|
Page 1 of 8 Fear...heart palpitations...terror, a sense of impending doom...dizziness...fear of fear. The words used to describe panic disorder are often frightening. But there is great hope: Treatment can benefit virtually everyone who has this condition. It is extremely important for the person who has panic disorder to learn about the problem and the availability of effective treatments and to seek help.
The encouraging progress in the treatment of panic disorder reflects recent, rapid advances in scientific understanding of the brain. In fact, the President and the U.S. Congress have declared the 1990s the Decade of the Brain. In addition to supporting intensified research on brain disorders, the Federal Government is working to bring information about these conditions to the people who need it.
The National Institute of Mental Health (NIMH), the Federal agency responsible for conducting and supporting research related to mental disorders, mental health, and the brain, is conducting a nationwide education program on anxiety disorder, a group of illnesses. The program's purpose is to educate the public and health care professionals about the disorder and encourage people with it to obtain effective treatments.
WHAT IS PANIC DISORDER?
In panic disorder, brief episodes of intense fear are accompanied by multiple physical symptoms (such as heart palpitations and dizziness) that occur repeatedly and unexpectedly in the absence of any external threat. These "panic attacks," which are the hallmark of panic disorder, are believed to occur when the brain's normal mechanism for reacting to a threat—the so-called "fight or flight" response—becomes inappropriately aroused. Most people with panic disorder also feel anxious about the possibility of having another panic attack and avoid situations in which they believe these attacks are likely to occur. Anxiety about another attack, and the avoidance it causes, can lead to disability in panic disorder.
WHO HAS PANIC DISORDER?
In the United States, between 3 and 6 million will have panic disorder at some time in their lives. The disorder typically begins in young adulthood, but older people and children can be affected. Women are affected twice as frequently as men. While people of all races and social classes can have panic disorder, there appear to be cultural differences in how individual symptoms are expressed.
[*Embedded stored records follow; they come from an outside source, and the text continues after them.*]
PR #19947, opened 2025-03-05
Create sitecore_xp_cve_2025_27218.rb

machang-r7:
Module exploits CVE-2025-27217, a .NET deserialization vulnerability for Sitecore. 

Couldn't figure out any checks. 

All it does is generate a serialized .NET object with the payload in it, then sends it in a HTTP header. 

The exploit works when browsing to Sitecore pages, so any HTTP status code other than 200 in the response most likely means the request failed.

### DIFF
--- a/modules/exploits/windows/http/sitecore_xp_cve_2025_27218.rb
+++ b/modules/exploits/windows/http/sitecore_xp_cve_2025_27218.rb
@@ -23,7 +23,10 @@ class MetasploitModule < Msf::Exploit::Remote
           Platform (XP) 10.4 by injecting a malicious Base64-encoded BinaryFormatter payload into an HTTP header.
         },
         'License' => MSF_LICENSE,
-        'Author' => ['machang-r7'], # Module Creator
+        'Author' => [
+          'Dylan Pindur', # Discovery
+          'machang-r7'    # Module Creator
+        ],
         'References' => [
           ['CVE', '2025-27218'],
           ['URL', 'https://support.sitecore.com/kb?id=kb_article_view&sysparm_article=KB1003535'],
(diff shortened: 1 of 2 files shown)


modules/exploits/windows/http/sitecore_xp_cve_2025_27218.rb
```diff
@@ -0,0 +1,99 @@
...
+
+        ))
+
+        register_options([
+            Opt::RPORT(443),
+            OptString.new('TARGETURI', [true, 'Path to the vulnerable endpoint', '/'])
+        ])
+    end
+
+    def exploit
```
sjanusz-r7, line 67: For a `def check` method, we could have:
- A sleep command, then checking if the response from the server comes back after the `sleep` time. This would only work if the server execution is synchronous.
- If we can make sure the website is `Sitecore` and perform a version check from the response/page body, we could have a `returns CheckCode::Detected` as a check result.

modules/exploits/windows/http/sitecore_xp_cve_2025_27218.rb
```diff
@@ -0,0 +1,99 @@
...
+    def execute_command(cmd, _opts = {})
+      sploit = Rex::Text.encode_base64(::Msf::Util::DotNetDeserialization.generate(
+        cmd,
+        gadget_chain: :WindowsIdentity,
+        formatter: :BinaryFormatter
+      ))
+          
+
+          # Build HTTP request with malicious header
+          res = send_request_cgi({
```
sjanusz-r7, line 85: The indentation here is a little off.
Seeing how the linting workflow is also currently failing, we can run `rubocop` on the module in the metasploit-framework directory (might need to prefix the rubocop command with `bundle exec`):
```
1 file inspected, 41 offenses detected, 40 offenses autocorrectable
modules/exploits/windows/http/sitecore_xp_cve_2025_27218.rb - [ERROR] Rubocop failed. Please run rubocop -a modules/exploits/windows/http/sitecore_xp_cve_2025_27218.rb and verify all issues are resolved
```

dledda-r7 (approved):
Looks good.

jheysel-r7:
# Release Notes
This adds an exploit module for CVE-2025-27217, a .NET deserialization vulnerability for Sitecore.

PR #19960, opened 2025-03-13
Fix check method for Windows Kernel Time of Check Time of Use LPE (CVE-2024-30038)

jheysel-r7:
The `target_compatible?` method was not working as expected due to the fact that `version.build_number.between` ignores the revision number. This fixes that issue. 

## Verification

- [ ] Start `msfconsole`
- [ ] Get a session on a vulnerable windows host
- [ ] `use exploit/windows/local/cve_2024_30088_authz_basep`
- [ ] `set session -1`
- [ ] **Verify** that check method properly takes into consideration the revision number


msutovsky-r7 (approved):
I don't have any comments, seems good to me

msutovsky-r7:
# Release Notes

This fix adds more reliable check method and takes into account the revision number.

PR #19961, opened 2025-03-14
BUGFIX invoiceninja module - fixed invalid attackerkb reference

h00die-gr3y:
Fixed invalid attackerkb reference.


msutovsky-r7 (approved):
Thanks @h00die-gr3y, good catch!

PR #19975, opened 2025-03-20
Split Stdapi

dledda-r7:
Framework side PR for https://github.com/rapid7/metasploit-payloads/pull/744

This PR allows to load portion of `stdapi` by using namespace-specific dlls.

- [ ] Make sure meterpreter with default `AutoLoadExtension` values works
- [ ] Make sure meterpreter with empty `AutoLoadExtension` and load different `stdapi_` extensions
- [ ] Make sure linux meterpreter still works
- [ ] Make sure the embedded extensions still works
```
msf6 payload(cmd/windows/http/x64/meterpreter/reverse_tcp) > sessions -i -1

meterpreter > help

Core Commands
=============

    Command                   Description
    -------                   -----------
    ?                         Help menu
    background                Backgrounds the current session
    bg                        Alias for background
    bgkill                    Kills a background meterpreter script
    bglist                    Lists running background scripts
    bgrun                     Executes a meterpreter script as a background thread
    channel                   Displays information or control active channels
    close                     Closes a channel
    detach                    Detach the meterpreter session (for http/https)
    disable_unicode_encoding  Disables encoding of unicode strings
    enable_unicode_encoding   Enables encoding of unicode strings
    exit                      Terminate the meterpreter session
    get_timeouts              Get the current session timeout values
    guid                      Get the session GUID
    help                      Help menu
    info                      Displays information about a Post module
    irb                       Open an interactive Ruby shell on the current session
    load                      Load one or more meterpreter extensions
    machine_id                Get the MSF ID of the machine attached to the session
    migrate                   Migrate the server to another process
    pivot                     Manage pivot listeners
    pry                       Open the Pry debugger on the current session
    quit                      Terminate the meterpreter session
    read                      Reads data from a channel
    resource                  Run the commands stored in a file
    run                       Executes a meterpreter script or Post module
    secure                    (Re)Negotiate TLV packet encryption on the session
    sessions                  Quickly switch to another session
    set_timeouts              Set the current session timeout values
    sleep                     Force Meterpreter to go quiet, then re-establish session
    ssl_verify                Modify the SSL certificate verification setting
    transport                 Manage the transport mechanisms
    use                       Deprecated alias for "load"
    uuid                      Get the UUID for the current session
    write                     Writes data to a channel

For more info on a specific command, use <command> -h or help <command>.

meterpreter > ls
[-] The "ls" command requires the "stdapi_fs" extension to be loaded (run: `load stdapi_fs`)
meterpreter > load stdapi_fs
Loading extension stdapi_fs...WARNING: Local file /home/kali/Documents/github/metasploit-framework/data/meterpreter/ext_server_stdapi_fs.x64.dll is being used
Success.
meterpreter > help

Core Commands
=============

    Command                   Description
    -------                   -----------
    ?                         Help menu
    background                Backgrounds the current session
    bg                        Alias for background
    ...
    write                     Writes data to a channel


Stdapi: File system Commands
============================

    Command                   Description
    -------                   -----------
    cat                       Read the contents of a file to the screen
    cd                        Change directory
    checksum                  Retrieve the checksum of a file
    cp                        Copy source to destination
    del                       Delete the specified file
    dir                       List files (alias for ls)
    download                  Download a file or directory
    edit                      Edit a file
    getlwd                    Print local working directory (alias for lpwd)
    getwd                     Print working directory
    lcat                      Read the contents of a local file to the screen
    lcd                       Change local working directory
    ldir                      List local files (alias for lls)
    lls                       List local files
    lmkdir                    Create new directory on local machine
    lpwd                      Print local working directory
    ls                        List files
    mkdir                     Make directory
    mv                        Move source to destination
    pwd                       Print working directory
    rm                        Delete the specified file
    rmdir                     Remove directory
    search                    Search for files
    show_mount                List all mount points/logical drives
    upload                    Upload a file or directory

For more info on a specific command, use <command> -h or help <command>.

meterpreter > sysinfo
[-] The "sysinfo" command requires the "stdapi_sys" extension to be loaded (run: `load stdapi_sys`)
meterpreter > load stdapi_sys
Loading extension stdapi_sys...WARNING: Local file /home/kali/Documents/github/metasploit-framework/data/meterpreter/ext_server_stdapi_sys.x64.dll is being used
Success.
meterpreter > help

Core Commands
=============

    Command                   Description
    -------                   -----------
    ?                         Help menu
    background                Backgrounds the current session
    bg                        Alias for background
    ....
    write                     Writes data to a channel


Stdapi: File system Commands
============================

    Command                   Description
    -------                   -----------
    cat                       Read the contents of a file to the screen
    cd                        Change directory
    ...
    upload                    Upload a file or directory


Stdapi: System Commands
=======================

    Command                   Description
    -------                   -----------
    clearev                   Clear the event log
    drop_token                Relinquishes any active impersonation token.
    execute                   Execute a command
    getenv                    Get one or more environment variable values
    getpid                    Get the current process identifier
    getprivs                  Attempt to enable all privileges available to the current process
    getsid                    Get the SID of the user that the server is running as
    getuid                    Get the user that the server is running as
    kill                      Terminate a process
    localtime                 Displays the target system local date and time
    pgrep                     Filter processes by name
    pkill                     Terminate processes by name
    ps                        List running processes
    reboot                    Reboots the remote computer
    reg                       Modify and interact with the remote registry
    rev2self                  Calls RevertToSelf() on the remote machine
    shell                     Drop into a system command shell
    shutdown                  Shuts down the remote computer
    steal_token               Attempts to steal an impersonation token from the target process
    suspend                   Suspends or resumes a list of processes
    sysinfo                   Gets information about the remote system, such as OS

For more info on a specific command, use <command> -h or help <command>.

meterpreter > arp
[-] The "arp" command requires the "stdapi_net" extension to be loaded (run: `load stdapi_net`)
meterpreter > load stdapi_net
Loading extension stdapi_net...WARNING: Local file /home/kali/Documents/github/metasploit-framework/data/meterpreter/ext_server_stdapi_net.x64.dll is being used
Success.
meterpreter > help

Core Commands
=============

    Command                   Description
    -------                   -----------
    ?                         Help menu
    background                Backgrounds the current session
    bg                        Alias for background
    ...
    write                     Writes data to a channel


Stdapi: File system Commands
============================

    Command                   Description
    -------                   -----------
    cat                       Read the contents of a file to the screen
    cd                        Change directory
    ...
    upload                    Upload a file or directory


Stdapi: System Commands
=======================

    Command                   Description
    -------                   -----------
    clearev                   Clear the event log
    drop_token                Relinquishes any active impersonation token.
    ...
    sysinfo                   Gets information about the remote system, such as OS


Stdapi: Networking Commands
===========================

    Command                   Description
    -------                   -----------
    arp                       Display the host ARP cache
    getproxy                  Display the current proxy configuration
    ifconfig                  Display interfaces
    ipconfig                  Display interfaces
    netstat                   Display the network connections
    portfwd                   Forward a local port to a remote service
    resolve                   Resolve a set of host names on the target
    route                     View and modify the routing table

For more info on a specific command, use <command> -h or help <command>.

meterpreter > ls
Listing: C:\Users\User
======================

Mode              Size     Type  Last modified              Name
----              ----     ----  -------------              ----
040777/rwxrwxrwx  0        dir   2024-09-10 04:48:08 -0400  .chocolatey
100666/rw-rw-rw-  20       fil   2025-03-11 10:59:44 -0400  .lesshst
040777/rwxrwxrwx  0        dir   2024-09-23 06:11:45 -0400  .ssh
040777/rwxrwxrwx  0        dir   2024-09-19 09:00:41 -0400  .vscode
040777/rwxrwxrwx  0        dir   2024-09-06 09:11:30 -0400  AppData
040777/rwxrwxrwx  0        dir   2024-09-06 09:11:30 -0400  Application Data
040555/r-xr-xr-x  0        dir   2024-09-06 09:22:22 -0400  Contacts
040777/rwxrwxrwx  0        dir   2024-09-06 09:11:30 -0400  Cookies
040555/r-xr-xr-x  4096     dir   2025-02-20 09:09:11 -0500  Desktop
040555/r-xr-xr-x  4096     dir   2024-09-24 08:33:33 -0400  Documents
040555/r-xr-xr-x  4096     dir   2025-02-18 06:38:23 -0500  Downloads
040555/r-xr-xr-x  0        dir   2024-09-06 09:22:22 -0400  Favorites
040555/r-xr-xr-x  0        dir   2024-09-06 09:22:22 -0400  Links
040777/rwxrwxrwx  0        dir   2024-09-06 09:11:30 -0400  Local Settings
040555/r-xr-xr-x  0        dir   2024-09-06 09:22:22 -0400  Music
040777/rwxrwxrwx  0        dir   2024-09-06 09:11:30 -0400  My Documents
.....
040777/rwxrwxrwx  0        dir   2024-09-11 08:13:29 -0400  source

meterpreter > sysinfo
Computer        : WINVM01
OS              : Windows 11 (10.0 Build 22631).
Architecture    : x64
System Language : en_US
Domain          : WORKGROUP
Logged On Users : 2
Meterpreter     : x64/windows
meterpreter > arp

ARP cache
=========

    IP address       MAC address        Interface
    ----------       -----------        ---------
    224.0.0.22       00:00:00:00:00:00  Software Loopback Interface 1
    239.255.255.250  00:00:00:00:00:00  Software Loopback Interface 1
    ....
    255.255.255.255  ff:ff:ff:ff:ff:ff  Microsoft Hyper-V Network Adapter

meterpreter >
```

### DIFF
--- a/Gemfile.lock
+++ b/Gemfile.lock
@@ -348,7 +348,7 @@ GEM
       drb
       mutex_m
       railties (~> 7.0)
-    metasploit-payloads (2.0.232)
+    metasploit-payloads (2.0.234)
     metasploit_data_models (6.0.9)
       activerecord (~> 7.0)
       activesupport (~> 7.0)
--- a/Gemfile.lock
+++ b/Gemfile.lock
@@ -45,7 +45,7 @@ PATH
       metasploit-concern
       metasploit-credential
       metasploit-model
-      metasploit-payloads (= 2.0.232)
+      metasploit-payloads (= 2.0.234)
       metasploit_data_models (>= 6.0.7)
       metasploit_payloads-mettle (= 1.0.45)
       mqtt
--- a/Gemfile.lock
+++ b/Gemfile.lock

SYMPTOMS AND COURSE OF PANIC DISORDER
Panic Attack Symptoms During a panic attack, some or all of the following symptoms occur:
- Terror—a sense that something unimaginably horrible is about to happen and one is powerless to prevent it
- Racing or pounding heartbeat
- Chest pain
- Dizziness, lightheadedness, nausea
- Difficulty breathing
- Tingling or numbness in the hands
- Flushes or chills
- Sense of unreality
- Fear of losing control, going "crazy," or doing something embarrassing
- Fear of dying
Initial Panic Attack
Typically, a first panic attack seems to come "out of the blue," occurring while a person is engaged in some ordinary activity like driving a car or walking to work. Suddenly, the person is struck by a barrage of frightening and uncomfortable symptoms. These symptoms often include terror, a sense of unreality, or a fear of losing control.
This barrage of symptoms usually lasts several seconds, but may continue for several minutes. The symptoms gradually fade over the course of about an hour. People who have experienced a panic attack can attest to the extreme discomfort they felt and to their fear that they had been stricken with some terrible, life- threatening disease or were "going crazy." Often people who are having a panic attack seek help at a hospital emergency room.
Initial panic attacks may occur when people are under considerable stress, from an overload of work, for example, or from the loss of a family member or close friend. The attacks may also follow surgery, a serious accident, illness, or childbirth. Excessive consumption of caffeine or use of cocaine or other stimulant drugs or medicines, such as the stimulants used in treating asthma, can also trigger panic attacks.
Nevertheless panic attacks usually take a person completely by surprise. This unpredictability is one reason they are so devastating.
Sometimes people who have never had a panic attack assume that panic is just a matter of feeling nervous or anxious—the sort of feelings that everyone is familiar with. In fact, even though people who have panic attacks may not show any outward signs of discomfort, the feelings they experience are so overwhelming and terrifying that they really believe they are going to die, lose their minds, or be totally humiliated. These disastrous consequences don't occur, but they seem quite likely to the person who is suffering a panic attack.
Some people who have one panic attack, or an occasional attack, never develop a problem serious enough to affect their lives. For others, however, the attacks continue and cause much suffering.